PR #1442, opened 2025-12-15
BM-2148: Improved logging around proof generation and submission

willpote:
Currently its hard to tie proving errors to the orders that caused them. This makes it super clear when proofs are run for each order id, and when they fail/retry

This also should help debug an issue with fulfillment where we see "RequestIsNotPricedOrLocked" reverts. Its unclear which contract function we are trying to execute when we see this, which makes debugging difficult.

### DIFF
--- a/.github/CODEOWNERS
+++ b/.github/CODEOWNERS
@@ -3,5 +3,4 @@
 # Note: Order is important; the last matching pattern takes the most
 # precedence.
 
-*                                      @boundless-xyz/maintainers @capossele @Wollac @zeroecco @austinabell @willemolding @zeroecco @ec2
-/docs/                                 @boundless-xyz/maintainers @capossele @Wollac @zeroecco @austinabell @willemolding @zeroecco @ec2 @neutronmoderator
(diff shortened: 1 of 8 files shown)


crates/broker/src/aggregator.rs
```diff
@@ -134,19 +135,23 @@ impl AggregatorService {
...
+                        "Error fetching proof from batch: {e:?} containing orders {:x?}, excluding",
+                        all_orders
+                    );
                 }
             }
         }
 
         if claims.is_empty() {
-            anyhow::bail!("No valid proofs found in batch");
+            anyhow::bail!(format!("No valid proofs found in batch with orders {:x?}", all_orders));
```
austinabell: nit: Curious why the `:x?` formatting for strings, assuming this is already hex formatted?

Tested in Rust playground that it seems the hex formatting just gets ignored, so fine to just leave

austinabell (approved):

crates/broker/src/aggregator.rs
willpote: Oops fixed

PR #60, opened 2020-01-28
File-system IdentityController for nacl-did

rado0x54:
First implementation of Identitycontroller for nacl-did based on the existing Ethr Identity Controller.
*Do not merge* until the following issue is resolved:

- Signer Interface needs to be generalized finish integration. Dependency on https://github.com/uport-project/daf/issues/51
- See marked //TODOs.


simonas-notcat:
We will probably create an IdentityProvider for `did:key` which is similar to nacl-did

Issue #51, opened 2020-01-09
DID Document management abstraction


simonas-notcat:
- [x] Update `IdentityManager`, `IdentityController` and `Issuer` interfaces
- [x] Update `daf-ethr-did-*` packages to follow new architecture
- [x] Add DID Doc management methods to `daf-cli`
- [ ] Expose these new methods over GraphQL

## Proposed new interfaces

> `sign()`, `encrypt()`, `decrypt()` are placeholders for now

```typescript
export interface Identity {
  identityProviderType: string
  did: string
  didDoc: () => Promise<DIDDocument>
  sign: (data: string, keyId?: string) => Promise<EcdsaSignature | string>
  encrypt: (to: string, data: string | Uint8Array) => Promise<Encrypted>
  decrypt: (encrypted: Encrypted) => Promise<string>
  addPublicKey: (type: string, proofPurpose?: string[]) => Promise<PublicKey>
  removePublicKey: (keyId: string) => Promise<boolean>
  addService: (service: ServiceEndpoint) => Promise<boolean>
  removeService: (service: ServiceEndpoint) => Promise<boolean>
}

export interface IdentityProvider {
  type: string
  description: string
  createIdentity: () => Promise<Identity>
  importIdentity: (secret: string) => Promise<Identity>
  exportIdentity: (did: string) => Promise<string>
  deleteIdentity: (did: string) => Promise<boolean>
  getIdentities: () => Promise<Identity[]>
  getIdentity: (did: string) => Promise<Identity>
  on(event: string | symbol, listener: (...args: any[]) => void): this
  // event: 'identityCreated', 'identityDeleted'
}


export interface IdentityManager {
  getIdentityProviderTypes: () => Promise<string[]>
  createIdentity: (identityProviderType: string) => Promise<Identity>
  importIdentity: (identityProviderType: string, secret: string) => Promise<Identity>
  exportIdentity: (did: string) => Promise<string>
  deleteIdentity: (did: string) => Promise<boolean>
  getIdentities: () => Promise<Identity[]>
  getIdentity: (did: string) => Promise<Identity>
  on(event: string | symbol, listener: (...args: any[]) => void): this
  // event: 'identityCreated', 'identityDeleted'
}
```

PR #61, opened 2020-01-28
Add element fs

christianlundkvist:
Add new Element IdentityController along with new example.


simonas-notcat:
Let's wait until #51 is finished, then we can add necessary changes to this PR and merge it in

simonas-notcat:
Implemented in #145

PR #63, opened 2020-02-10
AsyncStorage identity controller

jasonhealy:
Identity controller using async storage. Useful for POC's in react native.


simonas-notcat:
This will need some changes after #51 is finished

simonas-notcat:
This is solved by https://github.com/uport-project/daf/tree/master/packages/daf-react-native-async-storage

PR #83, opened 2020-02-21
feat: Publishing serviceEndpoint to DID Doc

simonas-notcat:


mirceanis:
this relates to #85

examples/expressjs-ethr/src/identity.ts
```diff
@@ -0,0 +1,39 @@
...
+  return identity
+}
+
+export const setServiceEndpoint = async (identity: Daf.AbstractIdentity, serviceEndpoint: string) => {
+  // Check if DID Document contains current serviceEndpoint
+  const didDoc = await core.didResolver.resolve(identity.did)
+  const exists = didDoc?.service?.find(item => item.serviceEndpoint === serviceEndpoint)
+  if (!exists) {
+    try {
+      const txHash = await identity.identityController.addService({
```
vongohren: @mirceanis @simonas-notcat one question, are you guys baking in tx cost into this, or where are you setting the possibility to cover the cost for this tx?

examples/expressjs-ethr/src/index.ts
```diff
@@ -0,0 +1,224 @@
...
+    } as W3C.ActionSignW3cVc)
+
+    const vpJwt = await core.handleAction({
+      type: W3C.ActionTypes.signVp,
+      did: identity.did,
+      data: {
+        sub: did,
+        vp: {
+          '@context': ['https://www.w3.org/2018/credentials/v1'],
+          type: ['VerifiableCredential'],
```
vongohren: Should this not be a presentation?

examples/expressjs-ethr/src/identity.ts
mirceanis: While there are some defaults, TX cost is ultimately controlled by the web3 provider.

Worth noting that this is an example and not necessarily meant to be used as a general case.

Most likely the general case involves sharing a callback URL along with the the request, such that updating the DID doc is not a requirement.
This is an example that shows did-doc based messaging is possible.

vongohren: @mirceanis yeah I see. Not I just like the easy way of updating the did doc, compared to the necessities today. We want to set a metadata service on a did doc. And cover that cost. But do you have an example of where you setup the web3 provider for that?

mirceanis: Not yet, but feel free to contribute one ;)

examples/expressjs-ethr/src/index.ts
mirceanis: Good catch.

cc @simonas-notcat

examples/expressjs-ethr/src/identity.ts
vongohren: @mirceanis hehe im will try when I dig deeper in this. But do you have any pointers to where you can send in the web3? So I just have start basis :)

examples/expressjs-ethr/src/index.ts
simonas-notcat: @mirceanis we need to fix validation logic in [`did-jwt-vc`](https://github.com/decentralized-identity/did-jwt-vc/blob/develop/src/__tests__/index.ts#L38).

simonas-notcat: @mirceanis I created this PR to fix VP issue: https://github.com/decentralized-identity/did-jwt-vc/pull/20

PR #98, opened 2020-03-11
Add 3id as identity controller

christianlundkvist:
Adding the 3ID DID method as an identity controller.


simonas-notcat:
@christianlundkvist since DAF `2.0.0`, the API to manage identities has changed. This PR is for DAF `1.x` which is not supported anymore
------------------------
» **Task statement**
Within the entries above, find the string "Encrypted" and return each line that holds it.

» **Worked solution**
  encrypt: (to: string, data: string | Uint8Array) => Promise<Encrypted>
  decrypt: (encrypted: Encrypted) => Promise<string>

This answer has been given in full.